Measuring attention has created the very strange ongoing conversation about influencers, and their thoughts. Influential talking heads — as determined by attention metrics — dominate today’s social web conversation. Influence also allows PR pros to build lists of “important people” to target for pitching in the hopes of achieving earned social media impressions. Sound a little like the old media relations game?
Like PR 1.0’s impressions, attention in social media has its value. There’s a reason why attention represents one of the three As. But it only represents a piece of the puzzle. Because inexperienced businesses and nonprofits were desperate to adapt they accepted the PR industry’s social media metrics as the answer. And as such, over-reliance on PR 2.0 metrics have created the increasingly discussed bubble.
Attitudes and Actions
Social media communications represents a confluence of disciplines, from the already discussed PR to advertising and relationship development (called business development, sales or development depending on the type of organization). Social can also include HR, customer service, etc., but from a pure marketing standpoint, these are the three primary internal disciplines. Traditionally, while all three intersect at times within social, advertising’s call to action and networking yield sales and long-term relationships.
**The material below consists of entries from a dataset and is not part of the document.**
PR #415, opened 2024-05-13
ENH: enable more ruff rules + make appropriate changes

theroggy:
Same rules as applied in geopandas + pyupgrade (python 3.8) + pydocstyle


pyogrio/raw.py
```diff
@@ -425,7 +422,8 @@ def open_arrow(
             "geometry_type": "<geometry_type>",
             "geometry_name": "<name of geometry column in arrow table>",
         }
-    """
+
+    """  # noqa: E501
```
brendan-ward, line 426: Or just add line breaks to docstring where needed?

pyogrio/util.py
```diff
@@ -159,15 +154,15 @@ def _construct_vsi_path(path, archive, scheme) -> str:
...
     return path
 
 
 def _preprocess_options_key_value(options):
-    """
-    Preprocess options, eg `spatial_index=True` gets converted
-    to `SPATIAL_INDEX="YES"`.
+    """Preprocess options.
+
+    Eg. `spatial_index=True` gets converted to `SPATIAL_INDEX="YES"`.
```
brendan-ward, line 165:
```suggestion
    For example, `spatial_index=True` gets converted to `SPATIAL_INDEX="YES"`.
```

pyproject.toml
```diff
@@ -62,4 +62,132 @@ tag_prefix = "v"
...
+    # pairwise-over-zipped (>=PY310 only)
+    "RUF007",
+    # explicit-f-string-type-conversion
+    "RUF010",
+]
+
 exclude = ["docs/*", "benchmarks/*", "pyogrio/_version.py"]
+
+[tool.ruff.per-file-ignores]
+"**/tests/*" = ["D"]
```
brendan-ward, line 193:
```suggestion
# ignore pydocstyle errors in tests
"**/tests/*" = ["D"]
```

brendan-ward (commented):
Thanks for the cleanup @theroggy , just a few minor comments.

pyogrio/raw.py
theroggy: The lines that are too long are in the code samples, not sure how to deal with those?

brendan-ward: Could just introduce a variable which would make those shorter:

```Python
    >>> with open_arrow(path, use_pyarrow=True) as source:
    >>>     meta, reader = source
    >>>     geom_col = meta["geometry_name"] or "wkb_geometry"
    >>>     for batch in reader:
    >>>         geometries = shapely.from_wkb(batch[geom_col])
```

pyogrio/geopandas.py
```diff
@@ -34,11 +33,11 @@ def _try_parse_datetime(ser):
     import pandas as pd  # only called when pandas is known to be installed
 
     if PANDAS_GE_22:
-        datetime_kwargs = dict(format="ISO8601")
+        datetime_kwargs = {"format": "ISO8601"}
```
jorisvandenbossche, line 36: FWIW, I am not going to disagree merging this PR for this ;), but this is a change I dislike. When specifically creating keyword arguments, I like that `dict(..)` is closer in syntax to directly passing those to the function

jorisvandenbossche (approved):

pyogrio/geopandas.py
theroggy: Yes, I remember the same remark being made in geopandas :-):
https://github.com/geopandas/geopandas/pull/2921#discussion_r1226338303

jorisvandenbossche: Ah, it seems I somewhat consistent in my preference ;) 
It's also just adding one additional rule to the ignore list if we wouldn't want this change (C408, https://docs.astral.sh/ruff/rules/unnecessary-collection-call/)

pyproject.toml
```diff
@@ -62,4 +62,133 @@ tag_prefix = "v"
...
+    # line break before binary operator
+    # "W503",  # not yet implemented
+    # line break after binary operator
+    # "W504",  # not yet implemented
+    # controversial
+    "B006",
+    # controversial
+    "B007",
+    # controversial
+    "B008",
```
jorisvandenbossche, line 123: We might want to keep this consistent with geopandas, but I _think_ those could probably all be removed (they don't seem that controversial, and I also doubt we have occurrences of them)

pyogrio/geopandas.py
brendan-ward: I'll defer to @jorisvandenbossche ; I don't personally have a strong opinion on this.  Given that it looks like this was accepted on the GeoPandas side more for tests, and this isn't strictly for tests here, it seems like ignoring `C408` might be the better option here.

theroggy: I don't have an opinion on the syntax being used. Just a mild opinion on the principle of using an oppiniated linter to avoid this kind of dicussions and then still have them :-), but I avoid having principles in general, so no problem at all to ignore `C408`.

I don't know what the basis of the remark in the geopandas comment is that it would only be for tests in geopandas. That is not the case: ruff runs on the entire geopandas codebase, so the PR also changed this in the rest of the code base.

pyproject.toml
theroggy: I agree that they sound like useful checks, and some af them can even avoid weird situations that are hard to debug.

Maybe activate them in geopandas as well, then it is consistent between geopandas and pyogrio?

pyogrio/geopandas.py
brendan-ward: I was referring to this comment via the above GeoPandas link from @jorisvandenbossche re: tests:

> (now, I am fine here for our tests to just follow ruff, I just wouldn't like that for my personal scripts ;))

theroggy: Yes, I know, but the PR in geopandas isn't only targetting the tests.... Obviously it didn't change @jorisvandenbossche s personal scripts though ;-)

pyproject.toml
jorisvandenbossche: @theroggy to follow-up on this, I did clean up those settings on the geopandas side (https://github.com/geopandas/geopandas/pull/3291, and also adding isort support in https://github.com/geopandas/geopandas/pull/3297). So maybe we could just update here to simply follow the settings from geopandas now?

theroggy: @jorisvandenbossche Yes, I saw... I was busy looking that indeed (syncing settings with geopandas again), but real life got in the way ;-)... I'll try to finish it...

I added some additional things here as well, so it would be best these additions would be synced back to geopandas to get the settings completely in sync.

theroggy:
I synced most settings with geopandas, including the custom isort config.

Also updated ruff version to 0.5.2.

pyogrio/core.py
```diff
@@ -1,27 +1,38 @@
...
     from pyogrio._ogr import (
+        _get_drivers_for_path,
+        _register_drivers,
+        get_gdal_geos_version,
         get_gdal_version,
         get_gdal_version_string,
-        get_gdal_geos_version,
         ogr_list_drivers,
-        set_gdal_config_options as _set_gdal_config_options,
+    )
```
brendan-ward, line 20: any idea why these got split up into multiple blocks?  Seems like all imports from `pyogrio._ogr` should be in a single block.

pyogrio/raw.py
```diff
@@ -472,29 +474,27 @@ def _parse_options_names(xml):
...
     if metadata is not None:
         if layer_metadata is not None:
             raise ValueError("Cannot pass both metadata and layer_metadata")
         layer_metadata = metadata
 
     # validate metadata types
-    for metadata in [dataset_metadata, layer_metadata]:
-        if metadata is not None:
-            for k, v in metadata.items():
+    for meta in [dataset_metadata, layer_metadata]:
```
brendan-ward, line 484: Any particular reason for the change of `metadata` to `meta`?  Either is fine, but `metadata` was slightly more clear.

brendan-ward (commented):
Thanks for the update @theroggy , this PR is good cleanup.  Just a couple minor suggestions from me.

pyogrio/raw.py
theroggy: There is already an input parameter called `metadata` in the function definition. The local variable of the for loop redefines this variable, which is something ruff doesn't like because it can be confusing...

pyogrio/core.py
theroggy: The default behaviour is apparently to keep import with an alias on a seperate line rather than combining them. This can be changed with an extra configuration setting: `combine_as_imports = true`.

I'll add it in the config...

brendan-ward (approved):

jorisvandenbossche (approved):
Thanks!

That doesn’t mean that advertising would have done a better job defining metrics. Pay per click, and more specifically the click through rate, still hang over the industry as debatable cost metrics for online properties. But advertising’s legacy is that a campaign works if sales increase. In the case of branding campaigns, advertising works if reputation and awareness increase. Advertising skills have their role in the art of getting people to the site, then getting them to commit to an action.
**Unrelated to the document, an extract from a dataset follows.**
PR #421, opened 2024-06-09
BUG: fix write of kml lon/lat transpose

### LINKED ISSUE #420: BUG:  long, lat geometry swapped ! geopandas.to_file( "out.kml", driver="KML",engine='pyogrio' )
Hello, opening an issue here that was raised in geopandas by u/[phisan-chula](https://github.com/phisan-chula)

https://github.com/geopandas/geopandas/issues/3332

Yet advertising’s downfall has always been its inability to develop one-on-one relationships, which for many organizations falls to the development team. In business-to-business organizations and nonprofits this role and title should be familiar. Even large consumer product organizations have relationship developers that vie for channels and distribution. In consumer product and service companies after the sale, the customer relations department often takes over.
These people create, build and sustain critical relationships for years, even decades. Applied, development skills bring that irreplaceable relationship element to social media marketing and communications. Relationship development builds a sense of loyalty within a community. This extends beyond the momentary casual interaction to continued participation and actions over time.
To become more effective, social media metrics need to take into account the other marketing disciplines at play. That means measuring real actions such as sales/donations as well as reputation, advocacy and strength of community. A retweet algorithm won’t cut it, nor should a business or cause blindly accept attention metrics as the sole determination of program success.
What Will Happen When the Bubble Bursts
Businesses and causes are already questioning the value of social media programs. Their highly touted Facebook fan pages and Twitter accounts aren’t answering the right kinds of questions about impact. Navigating truths and myths about disruptive communication technologies will force a much deeper level of accountability for communicators and other professionals using social tools.
This change in tone and accountability is already being felt. The recession is forcing organizations and companies to make their communications programs work correctly, or drop them altogether.
What would be unfortunate is if the backlash is too severe and swings completely towards sales goals without respect for relationships, or the necessary step of garnering community attention. As with most things in life, the middle road is the best course. Only time can tell what will actually happen.